See More Than Once – KSAC for Semantic Segmentation
Deeplab family uses ASPP to have multiple receptive fields capture information using different atrous convolution rates. Although ASPP has been significantly useful in improving the segmentation of results there are some inherent problems caused due to the architecture. There is no information shared across the different parallel layers in ASPP thus affecting the generalization power of the kernels in each layer. Also since each layer caters to different sets of training samples(smaller objects to smaller atrous rate and bigger objects to bigger atrous rates), the amount of data for each parallel layer would be less thus affecting the overall generalizability. Also the number of parameters in the network increases linearly with the number of parameters and thus can lead to overfitting.

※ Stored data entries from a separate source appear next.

PR #776, opened 2025-06-26
feat: add generated apis/v1alpha1 clientset

isyangban:
**Description**

- Generate typed clientset for apis/v1alpha1
- Add make clientgen target.
- Updates CI formatting/linters to skip the generated directories.

- Not sure if you are happy with maintaining the code in-tree
- Should I generate listers and informers as well?


mathetake:
to be honest, i am not sure we want this until v1.0.

mathetake:
Due to the same reason as #782, I would like to avoid the maintenance burden until v1.0 as this will add not only the additional step but also noise in the API change related API. I personally do not envision anyone using EAIG programmatically at the moment, so i am going to close this one. Thanks for giving it a shot anyways!

PR #777, opened 2025-06-26
extproc: pass model name override as part of dynamic metadata

aabchoo:
The goal here is to give user access to the model override name used to query the inference provider.

### DIFF
--- a/internal/extproc/chatcompletion_processor.go
+++ b/internal/extproc/chatcompletion_processor.go
@@ -29,6 +29,10 @@ import (
 	"github.com/envoyproxy/ai-gateway/internal/llmcostcel"
 )
 
+const (
+	ModelNameOverride = "model_name_override"
+)
+
 // ChatCompletionProcessorFactory returns a factory method to instantiate the chat completion processor.
 func ChatCompletionProcessorFactory(ccm x.ChatCompletionMetrics) ProcessorFactory {
 	return func(config *processorConfig, requestHeaders map[string]string, logger *slog.Logger, isUpstreamFilter bool) (Processor, error) {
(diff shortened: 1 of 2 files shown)


internal/extproc/chatcompletion_processor.go
```diff
@@ -29,6 +29,10 @@ import (
 	"github.com/envoyproxy/ai-gateway/internal/llmcostcel"
 )
 
+const (
+	ModelNameOverride = "model_name_override"
```
mathetake: i see this looks unnecessary package scope constant.  could you either just inline it inside the function or prefix with a meaningful context + unexport it

internal/extproc/chatcompletion_processor.go
```diff
@@ -397,6 +401,11 @@ func (c *chatCompletionProcessorUpstreamFilter) maybeBuildDynamicMetadata() (*st
 		c.logger.Info("Setting request cost metadata", "type", rc.Type, "cost", cost, "metadataKey", rc.MetadataKey)
 		metadata[rc.MetadataKey] = &structpb.Value{Kind: &structpb.Value_NumberValue{NumberValue: float64(cost)}}
 	}
+
+	if c.modelNameOverride != "" {
+		metadata[ModelNameOverride] = &structpb.Value{Kind: &structpb.Value_StringValue{StringValue: c.modelNameOverride}}
```
mathetake: model override is per (backend, route rule) information, so this changes on retry. do we want to add additional information like the backend name here or as another metadata?

aabchoo: Hmm that's a good point - we currently only need the override but I can see scenarios where the route and backend may come in handy. Will add it! Thanks for the suggestion

aabchoo: What do you think about only setting the backend + override because route rule can be determined based on the AIGatewayRouteRuleMatch headers passed?

mathetake: setting backend name + override sounds good

mathetake:
On the naming consistency with #781, I will do some refactoring after this and #781 lands, so don't worry about it too much. Mainly I would like to avoid blocking one PR over another.

mathetake:
could you merge the main branch? The metadata construction routine has changed a bit since #696

internal/extproc/chatcompletion_processor.go
aabchoo: updated it for both embedded and chat complete

PR #2999, opened 2015-01-14
Fix bug 1119314: Upgrade Django to 1.4.18.

ubernostrum:


jezdez:
doesn't that require an update of the requirements files as well?

jezdez:
Django doesn't seem to be in there, so let's punt on this and fix it when we are moving to peep

r+

PR #3001, opened 2015-01-14
Bug 1121440 - Link to article from revision view

SebastianZ:


kuma/wiki/templates/wiki/revision.html
```diff
@@ -8,7 +8,7 @@
 {% block content %}
 
   <article>
-    <h1>{{ document.title }}</h1>
+    <h1><a href="{{ url('wiki.document', document.full_path, locale=document.locale) }}">{{ _('{title}')|fe(title=document.title) }}</a></h1>
```
groovecoder: Spot-check looks good but I'd like @jezdez, @robhudson, or @ubernostrum to double-check me that this safe use of [`fe`](https://jingo.readthedocs.org/en/latest/#jingo.helpers.fe).

robhudson: Is `document.title` trusted input? Or does it require `|fe` because it may contain HTML that shouldn't be escaped? Or both?

Otherwise, you should probably use `|f` instead...
```
>>> t = env.from_string('<a href="">{{ title|fe(title=title) }}</a>')
>>> t.render({'title': '<script>alert("xss")</script>'})
u'<a href=""><script>alert("xss")</script></a>'
```

groovecoder: I always get this stuff confused. Bottom line is that `document.title` comes from users, so we don't trust it. We store any markup un-escaped, so it needs to be escaped in the template.

I.e., @SebastianZ - please revert the element content back to `{{ document.title }}`

SebastianZ: Sorry for the late reply.

> Bottom line is that document.title comes from users, so we don't trust it. We store any markup un-escaped, so it needs to be escaped in the template.
> 
> I.e., @SebastianZ - please revert the element content back to {{ document.title }}

Isn't the conclusion from your sentences above to rather keep the escaping? HTML needs to be escaped like for [](https://developer.mozilla.org/en-US/docs/Web/HTML/Element/img$revision/684477) for example. Note that https://github.com/mozilla/kuma/blob/dcb90e5263d432ea4a654910faf6d071f7f7dd82/kuma/wiki/templates/wiki/document_revisions.html#L14 is using the same code.

Sebastian

robhudson: TBH, I'm not even sure how `{{ _('{title}')|fe(title=document.title) }}` is supposed to work? `document.title` is pulled from the database and already localized right? Why does it need to be passed through `_` (aka `gettext`)?

I would think simply doing the follow is all you need:
`<a href="{{ url('wiki.document', document.full_path, locale=document.locale) }}">{{ document.title }}</a>`
and that should be escaped by default.

groovecoder: Okay, I told you I always get confused with this. :smile:

Both ways are safe on a local spot-check: `{{ document.title }}` and `{{ _('{title}')|fe(title=document.title) }}` with a title of `<script>alert("ouch")</script>` because [we've enabled Jinja autoescaping](https://github.com/mozilla/kuma/blob/master/settings.py#L559). A search in the code shows we use both methods thru-out, so there's no tie-breaker there. :frowning:

With that said, I prefer this `|fe` usage because it's more explicit.

@robhudson - I think yours is un-safe because you did `title|fe(title=title)` and not `'{title}'|fe(title=title)` ? I.e., you didn't name the var for string interpolation?

groovecoder: Duh, @robhudson is right - these titles are locale-specific already. So it doesn't need `_()`

SebastianZ: Ok, changed that now. Should I change the [other occurrances](https://github.com/mozilla/kuma/search?utf8=%E2%9C%93&q=%22{{+_%28%27{title}%27%29|fe%28title%3Ddocument.title%29+}}%22&type=Code), too?

Sebastian

kuma/wiki/templates/wiki/revision.html
```diff
@@ -8,7 +8,7 @@
 {% block content %}
 
   <article>
-    <h1>{{ document.title }}</h1>
+    <h1><a href="{{ url('wiki.document', document.full_path, locale=document.locale) }}">{{ document.title }}</a></h1>
```
jezdez: Please use `{{ document.get_absolute_url() }}` for the href here

SebastianZ: Fixed in https://github.com/SebastianZ/kuma/commit/937a37551e8b959f7fa0f6c4464ed61a353553c5.

Sebastian

jezdez:
Thanks @SebastianZ!

SebastianZ:
You're welcome!

Asking for the [other occurrances of such links](https://github.com/mozilla/kuma/search?utf8=%E2%9C%93&q=%22{{+_%28%27{title}%27%29|fe%28title%3Ddocument.title%29+}}%22&type=Code) again. Should I also change them to just `<a href="{{ document.get_absolute_url() }}">{{ document.title }}</a>`?

Sebastian

jezdez:
@SebastianZ Good idea, yeah!

SebastianZ:
Here's the pull request for it: https://github.com/mozilla/kuma/pull/3008

Sebastian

To handle all these issues the author proposes a novel network structure called Kernel-Sharing Atrous Convolution (KSAC). As can be seen in the above figure, instead of having a different kernel for each parallel layer is ASPP a single kernel is shared across thus improving the generalization capability of the network. By using KSAC instead of ASPP 62% of the parameters are saved when dilation rates of 6,12 and 18 are used.
Another advantage of using a KSAC structure is the number of parameters are independent of the number of dilation rates used. Thus we can add as many rates as possible without increasing the model size. ASPP gives best results with rates 6,12,18 but accuracy decreases with 6,12,18,24 indicating possible overfitting. But KSAC accuracy still improves considerably indicating the enhanced generalization capability.
This kernel sharing technique can also be seen as an augmentation in the feature space since the same kernel is applied over multiple rates. Similar to how input augmentation gives better results, feature augmentation performed in the network should help improve the representation capability of the network.